No! I’m 46! I’m a business owner, run our household, have a hubby, 2 wonderful sons, and my mother here with us to take care of.
My goodness was I stupid. Careless. Risk taker. Dumb ass. Alcoholic. Addicted. Sad.
Luckily for me when I do quit I don’t suffer any withdrawal symptoms. In fact, quite the opposite. I immediately feel wonderful, calm, happy and fulfilled. When I have quit in the past years, attempting 30 days sober, i feel so amazing that by day 15 or 12 or 17 I say “I’ve got this! I can drink again! I can relax again! I can have FUN again!” Well guess what? Within a week I’m right back to where I was, if not worse.
Oh it’s progressed rapidly this past year.
Seems like everyone (darn near everyone) I know is a drinker. Some big drinkers like me. There’s no shortage. But then I see others that have only 1-2 drinks he whole night. I wish I could be them, but I don’t think it’s in me. Don’t think it’s possible.
The thought of giving up wine forever makes me nervous. Like id be losing my best friend. Losing friends I drink with. What will they think of me as a non drunk? Will I still like them? Who will I be friends with? What will I do?
What will I do with ALL THAT TIME I WASTED Daily??? Omg I’ve wasted countless hours drinking alone, with hubby, with friends. Countless hours hungover in bed or up but not truly present.
I don’t think I’ve been truly present for a few years. I’ve been detached. Extremely self absorbed. Extremely drunk and toxic.
Funny how alcohol does that. Gives you a false sense that you’re doing the right thing. That you are living the life – the world is your oyster. It’s a crock of shit. It’s addiction talking.

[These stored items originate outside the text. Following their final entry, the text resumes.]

PR #13611, opened 2021-11-08
Fix compile error in xdrv39 with Arduino core 2.0.1

Jason2866:
## Checklist:


arendst:
Oh Oh. If core doesn't allow uint32_t here we have an issue. Just replacing ``uint32_t`` with ``int32_t`` is NOT the solution.

Jason2866:
Should i revert? What is the difference to the next lines?

arendst:
You're right. He is already using int32_t. So this is OK.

I don’t like what it’s done to me and I refuse to be that person any longer.
I know for some of my friends it’s gonna be very difficult. They won’t understand. My hubby may not understand either. He should. He’s been abused for years due to my alcoholism. He’s the one that saw the real me. The real drunk. The bitch. I’m a lucky girl that he still loves me. He’s a wonderfully forgiving soul.

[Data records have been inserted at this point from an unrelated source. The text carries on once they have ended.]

PR #13633, opened 2021-11-10
Add driver for Texas Instruments HDC2010

lucboudreau:
## Description:

Add driver for Texas Instruments HDC2010

works

## Checklist:


barbudor:
Nice job for 1st-timer 👍 
Just 2 comments:
- May be not all logs are usefull. It's good to keep logs that can help debug user experience (understand if device is found/connected, respond...), but logs that are more intended to debug your code should be commented as they use flash space with no value for the user.
- You don't have too many globals but the trend is to put all driver's data into a struct that will be allocated only if the driver is enabled (`I2CDriver<x> 1`) and the device is detected. So you just have a single pointer as global. That save memory, especially for builds that includes all if not all the drivers (like the Mega or Platinum).

I don't have the device to test.
Thanks for your contribution

lucboudreau:
@barbudor Thanks.

1) I'll cleanup the logs. Will comment out debug stuff and leave user info.
2) can you point me to a driver where the globals are in a struct done properly?

lucboudreau:
@barbudor All fixed. Thanks for the review.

So here I am sober on January 3. Day 3. And we are committed to January with no alcohol. Our best friends are also going alcohol free. They don’t have drinking problems like we do. But I’d say they do still have party problems that are not healthy either. It’s good they are with us on this leg of the journey, but I’m uncertain of their response to me if I say I’m never drinking again. That scares me. They may never want to vacation with us again. I may become a boring old lady. What will I become?
That’s a great question. I know one thing for sure. I had lots of dreams as a younger person to be fit and gorgeous. Well, I was, then I started really heavy drinking around age 25. Wonder if I can get back to that body I was so proud of.

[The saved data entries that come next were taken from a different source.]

PR #13695, opened 2021-11-16
sht3x support for 2 i2c busses

gemu2015:
## Description:

support for sht3x on both i2c busses

## Checklist:

### DIFF
--- a/tasmota/support.ino
+++ b/tasmota/support.ino
@@ -2328,6 +2328,44 @@ bool I2cSetDevice(uint32_t addr)
   myWire.beginTransmission((uint8_t)addr);
   return (0 == myWire.endTransmission());
 }
+
+
+TwoWire *I2C_Check_Device(uint32_t addr) {
+TwoWire *wire = nullptr;
+
+#ifdef ESP8266
+  if (I2cActive(addr)) { return wire; }  // already active
+  if (!I2cSetDevice(addr)) { return wire; } // not found
+  wire = &Wire;
+#endif // ESP8266
+
+#ifdef ESP32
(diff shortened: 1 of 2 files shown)


arendst:
I/We have to find a way to service the second I2C channel correctly for all I2C drivers.

This implementation might be it but I haven't found the time yet to do an overall investigation if this can be implemented easily while keeping in mind to only support one I2C channel on the ESP8266 and two on the ESP32.

barbudor:
I was thinking that it could be interesting for tasmota to have it's own i2c API which could handle multiple buses either flat like the 2 buses on ESP32) or even hierarchic like if using a bus extender like TrDA was asking
A peripheral would have an address which would not only be 1 byte but also refer the it is connected to

All drivers would need to be rewritten to use this API so any peripheral could be on any of those  buses.
So no more direct usage of the standard wire library would be allowed

I think adafruit support this approach

gemu2015:
this approach works with esp8266 as the code is identical if you look at the sources.
it always returns &Wire
on esp32 it checks if bus 0 responds and then bus 1 and returns the appropriate &Wire
the modifications would require to modify the driver to a local TwoWire *pointer mode.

So down this road I go. Alone. But I hope hubby will continue to support and understand. This may need to be a forever thing.
I know there is a small group that can go 90 days alcohol free and then moderate. I don’t think that’s me. But I may be willing to give it a try. I would love it to work for me/us. I guess time will tell. 2-3 wines a week sounds like a joke to me right now. What would be the point? I wouldn’t get to fall down and puke on myself and wake up feeling like shit. That wouldn’t be any fun at all.